= Beginning of Section =

PR #84, opened 2020-06-25
Fine grained NER

dirkgr:
After this, we'll update the demo.

Fixes https://github.com/allenai/allennlp/issues/4373.


dirkgr:
Tests are failing, but this is due to the test runner. Since the tests succeeded before and there is no new code in here, I'm merging.

PR #85, opened 2020-06-30
fixes for next_token_lm

epwalsh:


epwalsh:
Now I'm seeing this issue when trying to run the next_token_lm demo off of this branch:

image

allennlp_models/lm/predictors/next_token_lm.py
```diff
@@ -20,7 +20,10 @@ def predictions_to_labeled_instances(
     ):
         new_instance = instance.duplicate()
         token_field: TextField = instance["tokens"]  # type: ignore
-        mask_targets = [Token(target_top_k[0]) for target_top_k in outputs["words"]]
+        mask_targets = [
+            Token(target_top_k_text[0], text_id=target_top_id_id)
```
matt-gardner, line 24: `top_id_id` is a bit odd, but otherwise LGTM.

matt-gardner:
For the issue you're seeing, the weights must have changed somehow, either in huggingface code or in allennlp code.  I don't remember any model changes that should have caused this on our side, but I could be forgetting something.  To fix that, the easiest thing to do is to just instantiate the model in code and save it.  There are no parameters that need to be trained in that model, as it's just taking an existing pretrained model and putting it into a different format.

epwalsh:
Gotcha, thanks @matt-gardner

PR #89, opened 2020-07-08
implement manual distributed sharding for SNLI reader

epwalsh:
This gives a huge speed-up to SNLI/MNLI dataset reading in distributed training.


allennlp_models/pair_classification/dataset_readers/snli.py
```diff
@@ -45,6 +46,7 @@ def __init__(
         combine_input_fields: Optional[bool] = None,
         **kwargs,
     ) -> None:
+        kwargs["manual_distributed_sharding"] = True
         super().__init__(**kwargs)
```
dirkgr, line 50: I think it would be more readable to call `super().__init__(manual_distributed_sharding=True, **kwargs)`.

allennlp_models/pair_classification/dataset_readers/snli.py
```diff
@@ -60,20 +62,29 @@ def _read(self, file_path: str):
...
             logger.info("Reading SNLI instances from jsonl dataset at: %s", file_path)
-            for line in snli_file:
-                example = json.loads(line)
 
+        with open(file_path, "r") as snli_file:
+            example_iter = (json.loads(line) for line in snli_file)
+            filtered_example_iter = (
+                example for example in example_iter if example["gold_label"] != "-"
+            )
+            for example in itertools.islice(filtered_example_iter, start_index, None, step_size):
```
dirkgr, line 84: You could do the `islice` before the `json.loads`, so that it doesn't have to parse the JSON for lines that get discarded anyways. The problem is that then the filtering has to happen afterwards, which would mean different workers have different number of instances. This is not ideal, but not the end of the world.

I'm just leaving this here as a suggestion.

epwalsh: I had it that way initially but it didn't make a significant impact on speed.

PR #90, opened 2020-07-12
Update simple_seq2seq.py

wlhgtc:
1. support multi-layer decoders
2. return all top_k_predictions (tokens) for beam_search
3. support to load pre-train embedding files for target embedding


allennlp_models/generation/models/simple_seq2seq.py
```diff
@@ -66,21 +69,26 @@ class SimpleSeq2Seq(Model):
...
+            max_decoding_steps: int,
+            attention: Attention = None,
+            beam_size: int = None,
+            decoder_layers: int = 2,
+            target_pretrain_file: str = None,
+            target_namespace: str = "tokens",
+            target_embedding_dim: int = None,
+            scheduled_sampling_ratio: float = 0.0,
+            use_bleu: bool = True,
+            bleu_ngram_weights: Iterable[float] = (0.25, 0.25, 0.25, 0.25),
```
dirkgr, line 86: Can you add the new parameters at the end, so that the code stays backwards compatible?

allennlp_models/generation/models/simple_seq2seq.py
```diff
@@ -66,21 +69,26 @@ class SimpleSeq2Seq(Model):
...
     ) -> None:
         super().__init__(vocab)
+        self.source_embedding_dim = source_embedding_dim
```
dirkgr, line 89: Why no underscore before `_source_embedding_dim`?

dirkgr: Why did you add this parameter at all? Isn't it possible to get the source embedding dimension from the source embedder, without having to specify it? Also, if it's added here it needs to be added to the documentation.

allennlp_models/generation/models/simple_seq2seq.py
```diff
@@ -66,21 +69,26 @@ class SimpleSeq2Seq(Model):
...
-        bleu_ngram_weights: Iterable[float] = (0.25, 0.25, 0.25, 0.25),
+            self,
+            vocab: Vocabulary,
+            source_embedding_dim: int,
+            source_embedder: TextFieldEmbedder,
+            encoder: Seq2SeqEncoder,
+            max_decoding_steps: int,
+            attention: Attention = None,
+            beam_size: int = None,
+            decoder_layers: int = 2,
```
dirkgr, line 80: Should this be called `target_decoder_layers`, and default to 1?

allennlp_models/generation/models/simple_seq2seq.py
```diff
@@ -234,42 +239,46 @@ def forward(
...
-                indices = indices[: indices.index(self._end_index)]
-            predicted_tokens = [
-                self.vocab.get_token_from_index(x, namespace=self._target_namespace)
-                for x in indices
-            ]
-            all_predicted_tokens.append(predicted_tokens)
+            # if len(indices.shape) > 1:
+            #     indices = indices[0]
+            batch_predicted_tokens = []
+            for indices in top_k_predictions:
```
dirkgr, line 263: Why is the extra loop necessary now?

wlhgtc: The original code only return top1 result for beam_search. It's not convenient if we want eval top5 score (or we want choose result by some hand-craft algorithm). So I use the code segment in [copy-net](https://github.com/allenai/allennlp-models/blob/master/allennlp_models/generation/models/copynet_seq2seq.py#L866) to get all results.

allennlp_models/generation/models/simple_seq2seq.py
wlhgtc: Finish

allennlp_models/generation/models/simple_seq2seq.py
wlhgtc: Finish！

allennlp_models/generation/models/simple_seq2seq.py
wlhgtc: This parameter is useful when you have extra-features.
Suppose you have both word embedding(600 dim) and pos tags(600 dim). Then the embedding become (batch, length, 1200). But the encoder accept tensors with 600-dim. Then you may use a linear layer or directly add(just like style in BERT). This parameter will help.
But I have not finish all style "feature_merge" code in an elegant way.  **So I remove it.**
I will add some modules to finish it in the future.

wlhgtc:
@dirkgr All tests passed except a case with `target_decoder_layer = 2`. We have to update beam search code in [#4462](https://github.com/allenai/allennlp/pull/4462). Then it will pass.
But I wonder why I need **CI / Pretrained Models (pull_request)** test ? It has no relation with pretrained model.

dirkgr:
The pretrained tests were broken in `master` when you were doing this. The failure has nothing to do with you. You can fix it by merging from `master` again. Sorry about that.

wlhgtc:
@dirkgr  After thinking carefully about your advice. 
There are 2 different ways:
1.  Change code in beam_search, just as what I do in [allennlp/#4462](https://github.com/allenai/allennlp/pull/4462)
2. Adjust code in **all** LSMT decoder models in function `_forward_beam_search` :
https://github.com/allenai/allennlp-models/blob/4f2e316b47bb52c46e90c34efa1351223d219ee2/allennlp_models/generation/models/copynet_seq2seq.py#L546-L548
 https://github.com/allenai/allennlp-models/blob/4f2e316b47bb52c46e90c34efa1351223d219ee2/allennlp_models/generation/models/simple_seq2seq.py#L385-L387
 The code will looks like:
 ```
    # flatten operations
    ....

    self._beam_search.search(...)

    # unflatten operations
    ....

 ```
I prefer the first one, for the second one we need to repeat same code in many Models.

matt-gardner:
@wlhgtc, sorry, @dirkgr is out for a little bit, and we aren't sure if this is waiting on us or on you.  Can you give a quick update on where you think this stands?

wlhgtc:
@matt-gardner  Sorry, it's on my side. This PR aim to support multi-layer decoder in seq2seq model.
 I have finished the changes, but the code failed cause it needs some update in beam search(  [#4462](https://github.com/allenai/allennlp/pull/4462)).
Now this PR has been merged into master. 
But I don't know  the test code based on the allennlp code in master or  the newest released version ?
I will adjust my code and try it again in the next few days

dirkgr:
The code here will run against the latest master version of allennlp, but you might have to merge/resolve conflicts here before that happens.

wlhgtc:
@dirkgr  I re-push my code, all test case passed. 
But seem there is an  error about ssh key in [here](https://github.com/allenai/allennlp-models/pull/90/checks?check_run_id=956690323), could you help me fix it ?

allennlp_models/generation/models/simple_seq2seq.py
```diff
@@ -162,18 +178,19 @@ def take_step(
             the source mask, and the decoder hidden state and context. Each of these
             tensors has shape `(group_size, *)`, where `*` can be any other number
             of dimensions.
+<<<<<<< HEAD
+=======
         step : `int`
             The time step in beam search decoding.
 
+>>>>>>> 5d9098f6084a12da77b02d40e0d9392113aeb805
```
dirkgr, line 186: You checked in some unmerged files. I don't think it's serious, but we can't merge it like this.

tests/generation/predictors/seq2seq_test.py
```diff
@@ -19,7 +19,8 @@ def test_uses_named_inputs_with_simple_seq2seq(self):
         predicted_tokens = result.get("predicted_tokens")
         assert predicted_tokens is not None
         assert isinstance(predicted_tokens, list)
-        assert all(isinstance(x, str) for x in predicted_tokens)
+        for predicted_token in predicted_tokens:
+            assert all(isinstance(x, str) for x in predicted_token)
```
dirkgr, line 23: `predicted_tokens` is now a list of lists?

dirkgr:
I don't know about the ssh failure. @epwalsh, is it possible that this test can never succeed when the PR comes from a fork?

tests/generation/predictors/seq2seq_test.py
wlhgtc: Yes, it contains top n sequences, could see in [here](https://github.com/allenai/allennlp-models/pull/90#discussion_r453540252)

allennlp_models/generation/models/simple_seq2seq.py
wlhgtc: fixed

allennlp_models/generation/models/simple_seq2seq.py
```diff
@@ -45,7 +43,11 @@ class SimpleSeq2Seq(Model):
     target_embedding_dim : `int`, optional (default = `'source_embedding_dim'`)
         You can specify an embedding dimensionality for the target side. If not, we'll use the same
         value as the source embedder's.
-    attention : `Attention`, optional (default = `None`)
+    target_pretrain_file : `str` (default = None)
```
epwalsh, line 46:
```suggestion
    target_pretrain_file : `str`, optional (default = None)
```

epwalsh:
Just fixed the SSH issue with the docs. There was another build error in that job but it was because of bad formatting in a docstring. I think my suggestion would fix that though.

wlhgtc:
@epwalsh  Thanks for your advice. Now all tests pass, can we merge it into master ?

allennlp_models/generation/models/simple_seq2seq.py
dirkgr: Why did you resolve this? Isn't that parameter indeed optional?

I guess I would prefer it if the parameter was marked as `Optional[str]` too, but we don't do that consistently in the codebase yet, so I certainly don't expect you to fix it as part of this.

wlhgtc: Sorry, I don't understand what you mean. The `target_pretrain_file ` parameter is already optional and I just adjust the note part to pass the doc test.

dirkgr: @epwalsh suggested a change to mark the parameter as optional in the docs as well. It looks like you didn't take that suggestion? Or did I look at the wrong file?

dirkgr: Sorry, it looks like I looked at the wrong file. This change is already in.

dirkgr:
Thanks for sticking with it!

PR #91, opened 2020-07-13
build and publish models docs

epwalsh:
Closes https://github.com/allenai/allennlp/issues/4124. Published models docs to https://docs.allennlp.org/models/.


epwalsh:
> A lot of these things are copy and paste from the main repo?
> 
> A lot of the GitHub actions are duplicated. I assume we already talked about it on the main repo and decided this was the least of the available evils?

Yeup, a lot of copy-paste. We could potentially wrap up this logic into custom Actions, but it's probably not worth the effort at this point.

PR #92, opened 2020-07-14
Updated the fine-grained NER transformer model

dirkgr:
This is one of the models in https://github.com/allenai/allennlp/issues/4457.


dirkgr:
This model isn't in the demo, so no change required.

PR #109, opened 2020-08-05
Update graph parser metrics

AkshitaB:
Should be merged along with https://github.com/allenai/allennlp/pull/4525 .


AkshitaB:
> LGTM, but doesn't pass tests? It will only pass with the other change at the same time, I assume?

Yes, that's right.

PR #112, opened 2020-08-12
validate pretrained configs in CI

epwalsh:
closes https://github.com/allenai/allennlp/issues/3649 by making sure every part of each training config can be instantiated. This CI job (called "Training Configs") will only run on master pushes and nightly builds to keep our CI snappy on pull requests.

PR #115, opened 2020-08-17
run config tests in subprocesses

epwalsh:
The training config tests I added in https://github.com/allenai/allennlp-models/pull/112 take up a ton of memory when they are all ran together, which can cause our self-hosted GitHub Actions runner to run out of memory.

There are probably several reasons why this is happening, some more obvious than others. One reason I can think of is that each different transformer that is loaded is kept in memory until pytest finishes due to the transformer caching mechanism we have.

Rather than try to hack around this particular cause, and others, I thought the easiest solution would be to run every one of these config tests in a separate forked subprocess. Luckily there is already a little pytest plugin that does just that.


epwalsh:
@dirkgr looks like we could by using `pytest-xdist` (https://pypi.org/project/pytest-xdist/). Might be worth it.

epwalsh:
@dirkgr okay I added xdist to run these in parallel and also made the same changes for the pretrained model tests.

epwalsh:
> Cool! How much faster is it?

For the "Training Configs" tests, it went from taking about 5 mins 20 seconds on my machine to 3 mins 30 seconds 👍

PR #118, opened 2020-08-19
always run configs CI job

epwalsh:
Now that we're running the config tests in parallel, they don't take nearly as long, so I think it's worth running them on PRs again.

This also fixes a bug I introduced on one of the last PRs where the pretrained model tests were being run in the "Checks" workflow, which makes that workflow take like 16 minutes 😮


dirkgr (approved):
👽

PR #122, opened 2020-08-25
improve generation dataset readers

epwalsh:
Related to https://github.com/allenai/allennlp/pull/4597, this makes the `generation` dataset readers efficient for distributed and multi-process data loading.

This should probably done for all of our readers, I just figured I would do them bit by bit.


allennlp_models/generation/dataset_readers/cnn_dm.py
```diff
@@ -157,15 +159,33 @@ def text_to_instance(
         if self._source_max_tokens is not None and len(tokenized_source) > self._source_max_tokens:
             tokenized_source = tokenized_source[: self._source_max_tokens]
 
-        source_field = TextField(tokenized_source, self._source_token_indexers)
+        source_field = TextField(
+            tokenized_source,
+            # Token indexers are applied later during multi-process loading with
+            # the `apply_token_indexers` method, so we only apply them now if there
+            # is a single worker.
+            None if self._worker_info is not None else self._source_token_indexers,
```
dirkgr, line 167: Can't we always do it later then? Does `apply_token_indexers` not run in the non-distributed setting?

epwalsh: Good question. `apply_token_indexers` is always called from the `DataLoader`, regardless of how many workers are being used. So it makes no difference during training.

But if we didn't have this logic here - i.e. always left the indexers out of the `Instance`s created by `text_to_instance()` - this would cause issues when someone implements a `Predictor` that utilizes this `DatasetReader` if they're not aware of this functionality and forget to call `apply_token_indexers`.

dirkgr: That seems preferable to having to do this big if statement in all the readers? I mean, that's also something you can get wrong when you write your own stuff, right?

Is there no place where we can call `apply_token_indexers` for them in the case of the predictor?

epwalsh: Hmm I'll take another look.

epwalsh: Ok, have another look at https://github.com/allenai/allennlp/pull/4597. Once that gets merged I think we remove the "if" conditions here.

allennlp_models/generation/dataset_readers/cnn_dm.py
```diff
@@ -157,15 +159,21 @@ def text_to_instance(
         if self._source_max_tokens is not None and len(tokenized_source) > self._source_max_tokens:
             tokenized_source = tokenized_source[: self._source_max_tokens]
 
-        source_field = TextField(tokenized_source, self._source_token_indexers)
+        source_field = TextField(tokenized_source)
```
dirkgr, line 162: I'm digging this, the fact that you don't even specify an indexer here anymore. That's where we want to go with the "Instances are nothing but data." concept.

dirkgr (approved):

PR #124, opened 2020-08-26
Fixes the BERT SRL model

dirkgr:
This is training right now on allennlp-server3. It should fix https://github.com/allenai/allennlp/issues/4392.


allennlp_models/structured_prediction/dataset_readers/srl.py
```diff
@@ -133,7 +133,13 @@ def __init__(
         **kwargs,
     ) -> None:
         super().__init__(**kwargs)
-        self._token_indexers = token_indexers or {"tokens": SingleIdTokenIndexer()}
+        if token_indexers is not None:
+            self._token_indexers = token_indexers
+        elif bert_model_name is not None:
+            from allennlp.data.token_indexers import PretrainedTransformerIndexer
+            self._token_indexers = {"tokens": PretrainedTransformerIndexer(bert_model_name, "tokens")}
```
matt-gardner, line 140: Are you sure you want to use "tokens" as the vocab namespace here?

matt-gardner: I'm assuming it's because of an assumption made in the `srl_bert.py` code.  But, e.g., I just wrote some stuff in the multi-task code that follows the assumption made in `PretrainedTransformerIndexer` that the default namespace is "tags".  It'd be better if we just modified all first-party code to make the same assumption.  I'd be in favor of changing `srl_bert.py` instead of changing the default value here.

dirkgr: No, but `SingleId` uses it.

dirkgr: I don't understand why the default is `"tags"`. Do you?

tests/pretrained_test.py
```diff
@@ -112,30 +110,28 @@ def test_semantic_role_labeling(self):
...
+                    "O",
+                    "O",
                     "B-V",
-                    "B-ARG1",
-                    "I-ARG1",
-                    "I-ARG1",
-                    "I-ARG1",
-                    "I-ARG1",
-                    "I-ARG1",
-                    "I-ARG1",
```
dirkgr, line 138: This is arguably a regression. We can't guarantee that our models won't ever regress on test cases when we re-train them, so I'll merge this anyways.

matt-gardner: I would classify this as an improvement, actually.  "Will" here is a modal verb, it shouldn't have any arguments on its own.  It's a failure of the heuristic in the predictor that this gets an entry in the result list at all.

= End of Section =

◆ **WORK REQUIRED**
Return exactly, and only, the lines above starting at the line that contains "dirkgr: No, but" and ending at the line that contains "dirkgr, line 138: This".

◆ **TASK RESULT**
dirkgr: No, but `SingleId` uses it.

dirkgr: I don't understand why the default is `"tags"`. Do you?

tests/pretrained_test.py
```diff
@@ -112,30 +110,28 @@ def test_semantic_role_labeling(self):
...
+                    "O",
+                    "O",
                     "B-V",
-                    "B-ARG1",
-                    "I-ARG1",
-                    "I-ARG1",
-                    "I-ARG1",
-                    "I-ARG1",
-                    "I-ARG1",
-                    "I-ARG1",
```
dirkgr, line 138: This is arguably a regression. We can't guarantee that our models won't ever regress on test cases when we re-train them, so I'll merge this anyways.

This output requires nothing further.